581. Der Stadtpfeifer aus Orlamünde

[394] Zu Orlamünde war ein Stadtpfeifer, sie nannten ihn den Hausmann, ein munterer Geselle, doch ein ehrlich Blut, nicht mehr ganz jung an Jahren, aber frischen Gemütes und kein Verächter des edeln Rebensaftes, der Gottesgabe. Nun war einstmals besagter Hausmann mit seinen Leuten zu Heilingen, andere sagen, in einem Dorfe unterm Schauenforst, gewesen und hatten bei einer Hochzeit aufgespielt, waren auch schön bewirtet worden, zogen daher, als der Tag graute, fröhlich und wohlgemut am alten Schloß vorbei, oder an dem Schauenforst, und da sprach der Hausmann: Wir wollen doch heute den Tag mit einem Morgenlied anblasen, und zugleich dem weißen Fräulein da droben! Sie stellten sich also auf und bliesen mit frommem Sinne frisch drauflos. Noch waren sie mit ihrem Choral nicht fertig, da trat das weiße Fräulein heraus, auf die Musikanten zu und bot freundlich auf einem Teller, nach der Zahl der Leute, so viele Becher Weines. Sie tranken, und aus Dankbarkeit bliesen sie noch ein Stück. Das Fräulein kam zum zweitenmal, reichte aber auf dem Teller eine Anzahl Knochen dar. Mochten sie da auch große Augen machen, so hatte doch keiner das Herz, die wunderliche Gabe auszuschlagen. Sobald sie aber den Turm aus den Augen hatten, warfen die Gesellen ihr Teil in den nächsten Kornacker. Ehrbar aber hatte der Hausmann seinen Knochen in die Tasche gesteckt, und so wurde er bei der Heimkehr mit dem Rocke in den Kleiderschrank gehängt. Am nächsten Sonntag verlangte der Mann seinen Staatsrock. Die Frau holte ihn. Aber, fragte sie, was hast du denn eingesteckt? Das ist ja schwerer als ein Klumpen Eisen! – Ich wüßte nicht, war seine Antwort, wer mir etwas gegeben hätte, zeig doch her! – Sie langte eine lange Rolle Gold aus der Tasche, in die der fromme Stadtpfeifer den Knochen gesteckt hatte.
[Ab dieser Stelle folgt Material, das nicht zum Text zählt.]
PR #91, opened 2019-03-30
Refactor shape

gitMarky:
Preparation for adding vertex lines.

### DIFF
--- a/src/object/C4Shape.cpp
+++ b/src/object/C4Shape.cpp
@@ -343,10 +343,7 @@ out:
 			ciy = oldy;
 			if (!PathFreeIgnoreVehicle(cix, ciy, tx, ty) || !PathFreeIgnoreVehicle(cix, ciy, VtxX[cvtx + ld], VtxY[cvtx + ld]))
 			{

Das war den Gesellen, die ihre Knochen weggeworfen hatten, außer dem Spaß, als sie das hörten; sie liefen spornstreichs nach dem Kornacker zurück, und o Freude, sie fanden die Knochen und trugen sie jubelnd nach Hause. Als sie sie dort aus der Tasche zogen, hatte jeder ein Stück beinerne Flöte – ihr gehofftes Glück war flöten gegangen, und konnten sich nun selbst was pfeifen.

Quelle:
Ludwig Bechstein: Deutsches Sagenbuch. Meersburg und Leipzig 1930, S. 394.